Does the description clarify parameter syntax, constraints, interactions, or defaults beyond what the schema provides?

Schema description coverage is 100%, so the schema already fully documents the single 'id' parameter. The description adds no additional semantic context about the parameter beyond what's in the schema, such as format examples or ID sourcing guidance. Baseline 3 is appropriate when the schema does all the work.

Input schemas describe structure but not intent. Descriptions should explain non-obvious parameter relationships and valid value ranges.

Purpose4/5

Does the description clearly state what the tool does and how it differs from similar tools?

The description clearly states the action ('Get') and resource ('a specific account by ID'), making the purpose immediately understandable. However, it doesn't differentiate this tool from sibling tools like pylon_get_contact or pylon_get_issue, which follow the same pattern for different resources.

Agents choose between tools based on descriptions. A clear purpose with a specific verb and resource helps agents select the right tool.

Usage Guidelines2/5

Does the description explain when to use this tool, when not to, or what alternatives exist?

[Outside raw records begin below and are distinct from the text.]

Issue #2948, opened 2018-09-19
Nestmates visibility exception handling


fengxue-IS:
https://github.com/eclipse/openj9/blob/685530b8f8fe667e0651ed60c750b6c52921f827/runtime/vm/lookupmethod.c#L204-L209

`checkVisibility` could have set non `illegalAccessError` during validation of class nesthost, this exception might be overwritten by the caller of `processMethod` and result in a different exception type being thrown. 

We should reconsider how to handle the exception propagation of `checkVisibility(...)` call.

gacholio:
This is a much larger issue - prior to nestmates, checkVisibility was not an HCR point, now it is. Also, it appears the flags being passed/used in this code are wildly incompatible (call assumes J9_LOOK_ flags, but is getting J9_RESOLVE_ flags in many cases - there is no compatibility between the two).

gacholio:
I've found at least one other place not doing it. I'm working on a large fix.

PR #3027, opened 2018-09-25
Fix visibility checking

gacholio:
- handle exceptions and pop frames correctly after visibility checks
- update new instance prototype access check
- fix confusion between resolve and lookup flags
- add "no java" lookup flag to ensure no java code runs

Fixes: #2948

[ci skip]


runtime/codert_vm/cnathelp.cpp
```diff
@@ -2448,50 +2448,59 @@ old_slow_jitNewInstanceImplAccessCheck(J9VMThread *currentThread)
...
+	/* See if the method is visible - don't use checkVisibility here because newInstance
+	 * has different rules for protected method visibility.
+	 */
+	if (!J9_ARE_ANY_BITS_SET(romMethod->modifiers, J9AccPublic)) {
+		if (J9_ARE_ANY_BITS_SET(romMethod->modifiers, J9AccPrivate)) {
+			/* Private methods are visible only within their declaring class
+			 * unless the two classes are in the same nest (JDK11 and beyond).
+			 */
+#if defined(J9VM_OPT_VALHALLA_NESTMATES)
+			if (thisClass->nestHost != callerClass->nestHost)
```
DanHeidinga: This is insufficient for the nest mates case as the `nestHost` may not have been loaded and validated yet.  It likely needs to call `loadAndVerifyNestHost()` if the nestHosts are null.

runtime/vm/resolvesupport.cpp
```diff
@@ -1876,6 +1895,7 @@ resolveMethodHandleRefInto(J9VMThread *vmThread, J9ConstantPool *ramCP, UDATA cp
 	cpItem = (J9ROMMethodRef *) &(J9_ROM_CP_FROM_CP(ramCP)[fieldOrMethodIndex]);
 	definingClass = ((J9RAMClassRef *) &(ramCP[cpItem->classRefCPIndex]))->value;
 	if (definingClass == NULL) {
+		/* TODO: no exception set here */
```
DanHeidinga: TODO?

runtime/codert_vm/cnathelp.cpp
gacholio: At the start of the function, checkVisibility is called with thisClass and callerClass, which should ensure the loading, shouldn't it?

runtime/vm/resolvesupport.cpp
gacholio: Throwing NPE now, if requested.

runtime/codert_vm/cnathelp.cpp
DanHeidinga: Classes are either `public` or `package` access at the VM level.  Never `private` which is the only case that can cause nest validation to occur.

DanHeidinga:
Once the nestmates check is ironed out, the rest of this looks fine

runtime/codert_vm/cnathelp.cpp
gacholio: Should be fixed now.

DanHeidinga:

DanHeidinga:

pshipton:
@gacholio Note the compile failure.

gacholio:

DanHeidinga:

gacholio:

gacholio:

The description provides no guidance on when to use this tool versus alternatives like pylon_list_accounts or pylon_search_accounts. There's no mention of prerequisites, error conditions, or typical use cases, leaving the agent to infer usage from the tool name alone.

Agents often have multiple tools that could apply. Explicit usage guidance like "use X instead of Y when Z" prevents misuse.